The Impact of Forest Plantations: Let’s Review Some Figures
By Simón Berti, President of the College of Forestry Engineers
When publicly analyzing the impacts of the expansion of forest plantations in Chile, one would expect a less one-dimensional analysis than that presented by Susana Gómez and Alejandro Miranda in their column published in this same outlet a few days ago.
The authors emphasize various environmental impacts caused by plantations while completely omitting their benefits and their contribution to a low-emission economy. A multidimensional analysis is not their strong suit.
Their column appears to be a reaction to the widespread coverage of remarks by the CEO of a company regarding the retreat of the forestry sector and the need to reinstate incentives for afforestation targeting SMEs and small to medium landowners.
The historical contribution of plantations to the country’s development and their role in transitioning toward a bioeconomy in the next thirty years will always be debatable. However, this debate should ideally be conducted in good faith—something we do not see from the column’s authors. There is more information than what they share, and even the data they present is unclear.
Specifically, the authors claim that, considering logging and wildfires, plantations have consistently acted as a source of carbon emissions. This assertion is questionable on multiple levels. First, they do not account for long-lived wood products derived from harvested plantation timber. This carbon storage represents nearly ten percent of national CO2 sequestration—yet they simply omit it.
A strategy based on increasing wood use in the economy is likely not their goal. They also fail to mention that the annual harvested plantation area is a marginal portion of the existing stock, meaning this stock remains a permanent carbon reservoir captured from the atmosphere over the last thirty to forty years. During this same period, these plantations have protected the soil from erosion.
Avoided impacts, it seems, are not on their radar. Forest plantations were established on eroded land (85–90% of current plantations), so comparisons of soil or biodiversity impacts should use bare, vegetation-deprived land as a reference—not native forests. Unless, of course, the intent is to selectively frame the impact.
Regarding wildfires, since 99.7% are caused by human actions, it is incorrect to blame trees for burning and thus releasing stored carbon. This is not an inherent attribute of plantations—it’s a highly debatable assumption to support their argument.

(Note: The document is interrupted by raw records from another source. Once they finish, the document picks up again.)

PR #705, opened 2016-10-04
usb: dwc_otg: enable clocks automatically.

karlp:
ST usbfs-v1, v2, EFM32 USB, lm4f usb all automatically enable the clock
in their _init routine.  Do the same for the dwc_otg drivers to be
consistent.


karlp:
merged in 422d708

PR #706, opened 2016-10-12
fix CAN on STM32F3

jschall:
These were the changes required to use CAN on STM32F3.


lib/stm32/can.c
```diff
@@ -75,8 +77,10 @@ void can_reset(uint32_t canport)
 		rcc_peripheral_reset(&RCC_APB1RSTR, RCC_APB1RSTR_CAN1RST);
 		rcc_peripheral_clear_reset(&RCC_APB1RSTR, RCC_APB1RSTR_CAN1RST);
 	} else {
+#if !defined(STM32F3)
 		rcc_peripheral_reset(&RCC_APB1RSTR, RCC_APB1RSTR_CAN2RST);
 		rcc_peripheral_clear_reset(&RCC_APB1RSTR, RCC_APB1RSTR_CAN2RST);
+#endif
```
karlp: Can you find a way to do this based on, say, the existance of the CAN2 definition instead?  it will make it more portable going forward for other devices.

jschall: Amended.

karlp:
Looks good to me.  Any can users out there?

karlp:
This has now landed.  still would be nice to hear from more can users :)

Issue #3, opened 2018-10-29
Create Rails generators


hopsoft:
# Requirements

The generator should support 2 primary objectives. 

1. Setup and prepare the application to use StimulusReflex
1. Support generating new Reflexes

## Setup

```ruby
bundle exec rails stimulus_reflex:install
```

This will check for the existence of Stimulus in the project and will also create the following files.

- app/javascript/controllers/application_controller.js - something similar to https://github.com/hopsoft/stimulus_reflex_todomvc/blob/master/app/javascript/controllers/application_controller.js
- app/javascript/controllers/example_controller.js
- app/reflexes/application_reflex.rb
- app/javascript/controllers/example_reflex.rb

These files will include basic boilerplate and establish some patterns and practices that developers can follow to build their own StimulusReflex features.

## Generators

_NOTE: Generator args should behave similar to other Rails generators._

```ruby
bundle exec rails generate stimulus_reflex demo
```

This above command will generate 2 files.

- app/javascript/controllers/demo_controller.js
- app/reflexes/demo_reflex.rb

The files will include basic boilerplate to help developers get started.

### Optional Generators

```ruby
bundle exec rails generate stimulus_reflex:controller demo
```

This above command will generate 1 file.

- app/javascript/controllers/demo_controller.js

```ruby
bundle exec rails generate stimulus_reflex:reflex demo
```

This above command will generate 1 file.

- app/reflexes/demo_reflex.rb

PR #5, opened 2018-10-31
Add generator for server-side Stimulus controller

brascoder:


hopsoft:
This is looking great. I have some additional thoughts now that I see how this can shape up.

The generator should help teach what the best practices are and how the JavaScript and Ruby files are related. I think running a generator command like this

```sh
rails generate stimulus:reflex UserSelect
```

Should create the following files (or something like this)

```javascript
// app/javascript/controllers/user_select_controller.js
import { Controller } from 'stimulus';

  connect() {
    StimulusReflex.register(this);
  }

  doSomething(event) {
    send('UserSelect#do_something', true, "N number of args, ...");
  }
}
```

```ruby
# app/stimulus_controllers/user_select_stimulus_controller.rb
UserSelectStimulusController < StimulusReflex::Controller
  # set this to what the ActionCable connection is identified_by
  #delegate :current_user, to: :channel

  def do_something(accpets_args, message)
    # accepts_args == true
    # message == "N·number·of·args,·..."

    # do work, save to database, etc...
    # the current page will re-render
  end
end
```

---

Side note: We may need an additional generator to ensure that the following lines are added to `cable.js`

```javascript
// app/assets/javascripts/cable.js
//= require cable_ready
//= require stimulus_reflex
```

hopsoft:
One additional requirement: The generator should support help docs. i.e. `rails generate stimulus:reflex --help`

andrewmcodes:
@hopsoft happy to update this PR or add a new one. What are you wanting to see here?

hopsoft:
Not sure yet given the features that are about to land. At the very least the ruby reflex should be generated with perhaps an optional stimulus controller... or maybe we omit generating any javascript at all since it wont be strictly required.

andrewmcodes:
I’ll wait until some of the churn settles down. 👍

hopsoft:
NOTE: I updated requirements on #3

hopsoft:
Resolved by #67

PR #9, opened 2019-07-18
Ruby function splat args return arity of -1

pjforde1978:
I wasn't sure why I could specify an argument in my Reflex function, but it turns out a Ruby function with *args has arity -1, which means that you're actually sending a splat in but the end user developer must specify a specific number of arguments to receive.

This is not my primary area of expertise, but I am working on the assumption that this was an oversight. If there's a good reason to not encourage the use of splat arguments, I'd love to learn.


hopsoft:
This is a solid improvement. Thanks.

But even if we improbably attributed wildfire emissions to land cover type, half the annual burned area should be excluded from statistics, as plantations account for only 50% of burned land (the other 50% is other cover types). Additionally, intentionally burned areas—50% of wildfires in forest zones—should also be excluded. Thus, plantations are not net CO2 emitters, no matter how much the data is tortured to fit the authors’ narrative.
On native forest loss due to substitution, the column’s authors cite figures from the recent *Country Report: State of the Environment*, a periodic publication by the University of Chile’s Institute of Public Affairs. The report’s chapter on native forests states that between 2001–2019, native forest replacement by plantations totaled 136,103 hectares—far from the 450,000 hectares claimed by the column’s authors.
Of course, the authors may argue they never explicitly attributed all 450,000 hectares to plantations, but their wording is deliberately ambiguous. This is uncharacteristic of academics and more akin to activists sacrificing clarity to push a message.
Even the 136,103 hectares are debatable, as the same report states that between 2017–2019, native forest replacement by plantations was 16,982 hectares—an implausibly high figure.
Implausible because the National Forestry Corporation’s annual *Plantation Report* shows only 4,100 new hectares planted in the same period. How can 17,000 hectares of native forest be replaced by plantations if only 4,000 hectares were planted? The numbers, no matter how stretched, don’t add up.
Who is wrong? The National Forestry Corporation or the *Country Report* authors? Can such a large discrepancy exist? Can 17,000 hectares vanish in three years unnoticed by authorities?
Beyond being questionable, the substitution figures—and native forest loss data overall—cited enthusiastically (though selectively) from the University of Chile’s report ignore net balance.
What does this mean? The authors chose not to account for new forest areas, arguing these are mostly young regrowth failing to meet height and canopy thresholds for "native forest" classification, thus unable to offset losses of mature or advanced-growth forests.
This contradicts FAO’s global forest monitoring methodologies, which always consider net balance (subtracting gains from natural recovery from losses). Of course, media coverage highlighting only forest losses never includes this explanation—which would lower the figures.
Here, the authors’ 450,000 hectares would shrink. In fact, Leonardo Araya, a forestry engineer with extensive native forest expertise, estimated in his 2020 book *Half a Century of Public Conservation Policies in Chile* a net loss of 187,000 hectares and a recovery of 111,000 hectares over twenty years—far from the column’s claims.
These observations show that in debates about plantation impacts and their role in productive and environmental forestry, some start with bias, diligently publishing opaque, misleading figures to sway public opinion. But reality is more complex and cannot be portrayed by selectively choosing what to show and spinning the narrative.